Ever since then, I inspect the old filter to make sure the seal is intact.
 
All I want to see is small and medium sized diesel engines become popular in the US. Europe has some amazing vehicles that we can't buy...and it shouldn't be that way.

I'd love my SUV to have a midsized turbo diesel.

I've seen them filling up recently. Audi, BMW, jeeps, all with the small diesels.
 
Isn't Europe looking to get away from using diesel at least in passenger vehicles? I believe diesels were subsidized w/ tax breaks in UK for instance that are no longer available. The concern is particulates and health and London has proposed (enacted?) a tax on high with high emissions of those.

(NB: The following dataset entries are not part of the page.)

Issue #1942, opened 2016-05-29
set('key', undefined) in Cloud Code does not result in key being undefined in beforeSave


airdrummingfool:
Saving an object after calling `set('key', undefined)` does not result in `key` being `undefined` in `beforeSave`. Once beforeSave has completed and the save call returns, `key` is `undefined` as expected.

This might be related to #1840. Test incoming.

flovilmart:
When not providing any value, the JS-SDK will interpolate it as a no-op as this is equivalent as calling `set('key')`. A missing argument will be set to undefined.

airdrummingfool:
@flovilmart I'm not sure I understand. As the test in my PR shows, calling `object.set('key', undefined)` does eventually set `key` to `undefined`, it just doesn't take affect until after `beforeSave` is executed, which is inconsistent with `set`ing keys to other (non-`undefined`) values. This assumes `key` was previously non-`undefined`, otherwise yes, `set`ing an `undefined` value to `undefined` would be a no-op.

e.g.:

1. Create TestObject, set '`key`' to '`hello`' using `set('key', 'hello');`
2. Save TestObject. In `beforeSave`, log value of `key` (output is "`hello`", as expected).
3. Set '`key`' to `undefined`, using `set('key', undefined);`
4. Save TestObject again. In `beforeSave`, log value of `key`. Expected output is `undefined`, but actual output is "`hello`".
5. Once save is complete, log value of `key` again. Value is now `undefined` as expected.

flovilmart:
The main issue is that undefined is not serializable, so anything that gets set to undefined server side can't be forwarded to the client, unless a fetch is done.

airdrummingfool:
It still affects Cloud Code functions that modify and then return an object (i.e. most things not the result of a client-side `save()` call), right? Or is `set`ing a key to `undefined` not supported, and instead we should use `unset()`?

flovilmart:
You should use unset, and unset itself is broken, as you noticed. I've opened PR on the iOS and JS SDK's to improve that.

airdrummingfool:
Great, thanks for the clarifications.

drbarto:
@flovilmart I maybe have a problem that is related to the mentioned brokenness of `unset`. What's the status of your PR, can you please post a link?

PR #1943, opened 2016-05-29
Adding a test demonstrating issue #1942.

airdrummingfool:
This test demonstrates #1942: saving an object after calling `set('key', undefined)` does not result in `key` being `undefined` in object's `beforeSave`. I originally thought this was Cloud Code only, but that is not the case.


flovilmart:
This one seems to be a JS-SDK behaviour. When you do `set('key', undefined)`, the JS-SDK registers it as a no-op as this is equivalent/equal to calling `set('key')`

PR #1955, opened 2016-05-30
Allow custom error codes with response.error 

JeremyPlease:
This fixes ParsePlatform/parse-server#1950.

Previously, `response.error(...)` from Cloud Code or before/after hooks would always use the error code "141" (`Parse.Error.SCRIPT_FAILED`).

This PR updates `response.error` to accept two parameters: an error code and a message. If no error code is passed then the standard "141" will be used.

### DIFF
--- a/spec/CloudCode.spec.js
+++ b/spec/CloudCode.spec.js
@@ -64,6 +64,23 @@ describe('Cloud Code', () => {
     })
   });
 
+  it('beforeSave rejection with custom error code', function(done) {
+    Parse.Cloud.beforeSave('BeforeSaveFailWithErrorCode', function (req, res) {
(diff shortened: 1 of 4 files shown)


drew-gross:
Awesome! I think this is a great idea. Because it includes a new public API, I'd like to see what other members of the community think before merging @TylerBrock @flovilmart @nlutsenko

flovilmart:
I'm happy with it!

flovilmart:
@TylerBrock any objection? Marking it as OK

TylerBrock:
Looks great to me. I like it.

flovilmart:
Thanks for the PR!

PR #1964, opened 2016-05-31
Strip read only fields from serialized beforeSave responses

### LINKED ISSUE #1949: Updating object without updatedAt returns error that field is of wrong type
Making a PUT request to our goal class `https://ourparse/classes/Goal/<goalid>` with the following data:

```js
{
    "name":"lol",
    "startTime":{"__type":"Date","iso":"2016-06-06T07:00:45.653Z"},
    "group":{"__type":"Pointer","className":"Group","objectId":"LhQclT1kTc"},
    "type":"event",
    "externals":[]
}
```

Returns this:
```
{
  "code": 111,
  "error": "schema mismatch for Goal.updatedAt; expected Date but got String"
}
```

We should look into why that might be the case.

TylerBrock:
This fixes #1949 and makes parse-server behave like api.parse.com with regards to how response objects for beforeSave hooks are handled.


facebook-github-bot-2:

PR #1971, opened 2016-06-01
Unique indexes

drew-gross:
Huge PR.

Adds a way to create unique indexes, and use this new method for ensuring that usernames and emails are unique. But, some people might already have non-unique emails and username, so if the index build fails, we fall back on the previous method. I think I'll make this trigger 2.3.0 and encourage people to build their unique indexes before upgrading.

For behaviour around nulls: Unique indexes are required to ignore undefined/unset fields for the purposes of uniqueness. This is why we use sparse indexes. For null, the plan is to not allow unique indexes on nullable fields. Since we don't currently have a way to specify that a field is non-nullable, we basically aren't going to expose this interface to users yet. 

We already require unique emails, but both null and undefined don't count towards uniqueness, somehow, on Parse.com. I think if anyone actually has null for multiple emails, we'll tell them to make sure to clean up their data before upgrading to 2.3.0.

image


flovilmart:
@drewgross if we go for 2.3.0 let's put the upgrade guide in that PR, maybe in a 2.3.0.md and move it to the README.md when releasing?

drew-gross:
Good idea. I was going to put it in the Parse Blog, but having it in the repo sounds like a good idea too.

facebook-github-bot-6:

drew-gross:
At least 2 changes are coming: Don't attempt to create the index every time a user signs up, and don't delete null emails if the index build fails.

facebook-github-bot-3:

facebook-github-bot-8:

facebook-github-bot-4:

facebook-github-bot-6:

facebook-github-bot-3:

facebook-github-bot-0:

facebook-github-bot-9:

facebook-github-bot-8:

facebook-github-bot-4:

facebook-github-bot-2:

facebook-github-bot-2:

facebook-github-bot-6:

facebook-github-bot-6:

facebook-github-bot-4:

facebook-github-bot-2:

facebook-github-bot-6:

facebook-github-bot-9:

facebook-github-bot-4:

facebook-github-bot-6:

facebook-github-bot-8:

facebook-github-bot-6:

facebook-github-bot-6:

facebook-github-bot-6:

skinp:
I just had a look at the new readme file + the new code directly dealing with creating those indexes and it looks good to me. I'd look into why the tests are failing (seems just flaky?) and maybe have someone how knows what they're doing with JS check the rest of the changes.

For the unique index creation part, LGTM.

drew-gross:
One of the other changes in here causes tests to fail if there are any open connections to the server left after the test finishes. This was really helpful for debugging, but a lot of our other tests leave connections open so until we can clean them up, they will be flaky. Fortunately it's easy to detect and fix the flakiness now.

PR #4467, opened 2017-12-28
Rewriting method createClass

vitaly-t:
...so it would make sense in how queries are handled, how their results are handled and how errors are processed.

It was originally a bit of a logical mess, also using results / error handling that wasn't clear, and not always reliable.

---

P.S. Looks like it still needs some work, call it work-in-progress ;)


vitaly-t:
Neya, that's it, I'm bailing on this 💩

PR #4474, opened 2017-12-30
Bumps minimum node engine to 8+

flovilmart:
- Adds package-lock
- Adds .nvmrc in order to select proper node version
- Keep deployment / transpilation to node 6


.travis.yml
```diff
@@ -25,13 +25,13 @@ stage: test
...
   - COVERAGE_OPTION='./node_modules/.bin/nyc'
-  - NODE_VERSION=6.11.4
+  - NODE_VERSION=8.9.3
   matrix:
   - MONGODB_VERSION=3.2.13
   - MONGODB_VERSION=3.4.4
   - PARSE_SERVER_TEST_DB=postgres
   - PARSE_SERVER_TEST_CACHE=redis
-  - NODE_VERSION=8.7
+  - NODE_VERSION=9.3.0
```
vitaly-t: All Node 9.x versions thus far are a complete unusable crap, because their ditribute with the version of NPM that doesn't work right with Node 9.x

flovilmart: Seems to be fine, as the tests are passing. The goal of that line is to make sure it’s all forward compatible

vitaly-t:
Why not move entirely into Node 8.x?

If we did, we could replace all the promises stuff with `async/await` :wink:

flovilmart:
Because steps by steps, and with async await, you’ll probably need to re introduce Babel regenerator to target back 6.x as of today. 

What you mention is purely a full rewrite that has no direct benefits, and I’m not willing to just do reviews for the next 3 weeks about small refractors. For now, it’s a no go.

As for the why node 8, the push adapter leveraging node-apn will require it for http2 in a foreseeable future, as the package is in alpha now. I’m against bumping a min engine version just for the sake of bumping it and rewrites for the sake of using a ‘nicer’ api. 

Writing code twice don’t make it more maintainable :)

flovilmart:
@dplewis I updated it all, we could use that as a baseline, or on a side branch. what do you think?

dplewis:
> As for the why node 8, the push adapter leveraging node-apn will require it for http2 in a foreseeable future, as the package is in alpha now. I’m against bumping a min engine version just for the sake of bumping it and rewrites for the sake of using a ‘nicer’ api.

I agree with you and I would like to see if there are any performance increase in production. 

Do you see any issues using this as a baseline?

flovilmart:
@dplewis I bumped it , the comment was from december :)

flovilmart:
What do you think? It's reasonable I believe as 6 is not supported anymore.

dplewis:
I think this is reasonable. Lets do it.

PR #4488, opened 2018-01-07
performance optimization

vitaly-t:
faster query formatting + execution.


vitaly-t:
Struggling to understand why it is failing,... the error log is of no use, to points at the wrong line 431. 😕

montymxb:
Hmmm, might I suggest checking those optimizations one at a time to isolate? Might help pin it down a bit.

vitaly-t:
Closing, because I'm not likely to have time for this PR in any near future.

PR #4492, opened 2018-01-09
Handle exception when validating requests

bytedreamer:
If an empty request {} is sent, the server will crash.


bytedreamer:
Thanks, I'll spend some extra time implementing the fix properly. I wasn't sure if there were active reviewers of pull requests.

PR #4495, opened 2018-01-11
Improved match aggregate

dplewis:
* Pointer transform
* ObjectId transform (do we want to allow both _id and objectId?)
* Allows for matching all field names (PG)
* Multiple Comparison (PG)
* Complex matching (PG)
* Support for $or (PG)
* Refactored aggregate to use pg-promise query formatting

Edit: Should I replace the REST calls with query.aggregate() in the tests?


spec/ParseQuery.Aggregate.spec.js
```diff
@@ -266,6 +266,127 @@ describe('Parse.Query Aggregate testing', () => {
...
+    rp.get(Parse.serverURL + '/aggregate/TestObject', options)
+      .then((resp) => {
+        expect(resp.results.length).toBe(2);
+        // Match score { $gt: 15, $lt: 25 }
+        expect(resp.results.some(result => result.score === 20)).toEqual(true);
+        expect(resp.results.some(result => result.views === 700)).toEqual(true);
+
+        // Match view { $gt: 750, $lt: 850 }
+        expect(resp.results.some(result => result.score === 10)).toEqual(true);
+        expect(resp.results.some(result => result.views === 800)).toEqual(true);
```
montymxb: You could just check that the value is equal to the expected value directly, rather than an equality check and bool check.

spec/ParseQuery.Aggregate.spec.js
```diff
@@ -266,6 +266,127 @@ describe('Parse.Query Aggregate testing', () => {
...
+        { match: { pointer: pointer1.id } }
+      ];
+      const query = new Parse.Query(TestObject);
+      return query.aggregate(pipeline);
+    }).then((results) => {
+      expect(results.length).toEqual(2);
+      expect(results[0].pointer.objectId).toEqual(pointer1.id);
+      expect(results[1].pointer.objectId).toEqual(pointer1.id);
+      expect(results.some(result => result.objectId === obj1.id)).toEqual(true);
+      expect(results.some(result => result.objectId === obj3.id)).toEqual(true);
```
montymxb: Same here, you can just compare that the expected objectId matches directly

spec/ParseQuery.Aggregate.spec.js
dplewis: Mongo and PG return different orders for results

If I check directly, one of the test would fail even tho they return correct results.

montymxb: If that's the case wouldn't this fail anyways with a comparison against a different result?

dplewis: `.some()` returns true if at least one element matches. So the order doesn’t matter.

dplewis: This also helps if future databases changes matches internally or query optimization returns different results order

montymxb: Ahhh, gotcha, alright we're good then.

dplewis:
@flovilmart I know you are a busy man but can you look this over?

dplewis:
@flovilmart I agree that can put either for the input but the output is already objectId

vitaly-t:
@dplewis @flovilmart 

Hi guys! Although presently I do not have time to be doing any support here, much less PR-s, I will just add that this library can perform better and have much simpler code, if it starts using the following important features of the `pg-promise` driver:

* multi-result methods [multi] and [multiResult] - offer a great performance improvement, allowing to execute multiple queries and get all results with a single IO operation.
* [nested named parameters](https://github.com/vitaly-t/pg-promise#nested-named-parameters) - can simplify the formatting logic a lot :wink:

[multi]:http://vitaly-t.github.io/pg-promise/Database.html#multi
[multiResult]:http://vitaly-t.github.io/pg-promise/Database.html#multiResult

Issue #4501, opened 2018-01-16
user.emailVerified is not set to false when user.email changes


Helmikku:
### Issue Description

When a user has verified their email, and then change it, the field emailVerified is still true.

### Steps to reproduce

One user set their email. `user.email = aaa@aaa.aa;`
They clicks on the link to verify the email. `user.emailVerified = true;`
They changes their email. `user.email = bbb@bbb.bb; user.emailVerified = true;`

#### Expected Results

I was expected emailVerified to become false again.

### Environment Setup

- **Server**
  - parse-server version 2.7.1

### How to handle it

It might not be required by everyone, so I wanted to solve that issue inside the `beforeSave` of `Parse.User`, something like:

```
if (request.object.dirty('email') && !(request.original && request.original.get('email') === request.object.get('email'))) {
    request.object.set('emailVerified', false)
}
```

Unfortunately, the `user.emailVerified` field is protected, you need the masterKey to update that field. Maybe I have to call `user.save({ emailVerified: false }, { useMasterKey: true })` inside user beforeSave but I don't like the idea (infinite loop). Maybe we could only require masterKey for setting emailVerified to true?

Thanks!

montymxb:
Hmm, this is interesting point. @flovilmart makes sense to reset verified when the email has been changed? Trying to think if something goofy would arise from this...

flovilmart:
Yes it makes total sense! We should do it

paulovitin:
@montymxb Can I take care of this?

flovilmart:
@paulovitin yes! Jump ahead!

paulovitin:
@flovilmart just one question, the user can change the email before of confirm the old email or not?

montymxb:
@paulovitin yep go for it! And yes, the user may change their email before confirming the existing one. A good example would be if you put the _wrong_ email (or a non-existent email with a typo) the first time around. You would want to correct that even though you cannot necessarily confirm the existing email.

Another question would be whether we would to send another verification email automatically or manually (assuming email verification is enabled). On signup the email is sent automatically, if the email is subsequently changed, and the user is not informed to re-verify by another request, it could be problematic depending on what's controlled by `emailVerified`.

paulovitin:
@montymxb look the test in PR, the problem cant be found. I create a test with the scenario and the test pass.

@Helmikku can you have a look in the PR?

montymxb:
@paulovitin no kidding...alright hold I'll take a look at your change.

[...]

PR #4532, opened 2018-01-31
Create a test to check the issue #4501

paulovitin:
Adds:
  - Check if after the user confirms the email and change the email again a new verification email is sent

### DIFF
--- a/spec/EmailVerificationToken.spec.js
+++ b/spec/EmailVerificationToken.spec.js
@@ -777,4 +777,63 @@ describe("Email Verification Token Expiration: ", () => {
       });
   });
 
+  it('When a user has verified their email, and then change it, the field emailVerified should be false and the new link will be send to the user', done => {
+    var user = new Parse.User();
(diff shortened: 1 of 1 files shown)


montymxb:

The VW scandal didn't help either. That could start to impact use and development worldwide.
 
All I want to see is small and medium sized diesel engines become popular in the US. Europe has some amazing vehicles that we can't buy...and it shouldn't be that way.

I'd love my SUV to have a midsized turbo diesel.
It was a grand experiment, but Europe is turning away from diesel as they find the high NOx emissions are causing serious urban air pollution and health issues. Electric makes much more sense, particularly in the cities and their suburbs.
https://www.theguardian.com/environ...e-diesel-in-europe-impact-on-health-pollution
https://www.newscientist.com/articl...ot-so-harmless-and-could-damage-human-health/
http://www.theverge.com/2017/1/6/14...emissions-nitrogen-oxides-trucks-buses-europe
 
Electric all fine and dandy until you look at battery mfg. and disposal.
 
It was a grand experiment, but Europe is turning away from diesel as they find the high NOx emissions are causing serious urban air pollution and health issues. Electric makes much more sense, particularly in the cities and their suburbs.
https://www.theguardian.com/environ...e-diesel-in-europe-impact-on-health-pollution
https://www.newscientist.com/articl...ot-so-harmless-and-could-damage-human-health/
http://www.theverge.com/2017/1/6/14...emissions-nitrogen-oxides-trucks-buses-europe

Yes because Europes emissions on NOx levels particulate matter are higher than the US. That is one reason they have so many diesel vehicles there that won't come here. To get the new diesels to pass all our requirements they need to have dpf filters NOx filters and whatever else they deem necessary to pass. All of which adds to the cost of the vehicle and most manufacturers didn't want to take the risk of fitting them with those systems to not have them sell well here.

I would bet that if they tightened up on diesel emissions there and the people that buy them still want them they would make it here eventually as it would be less of a risk. But since laws are going in place preventing them from operating in certain areas that probably won't happen.

It is interesting that manufacturers here are coming out with small and half ton diesel trucks now though.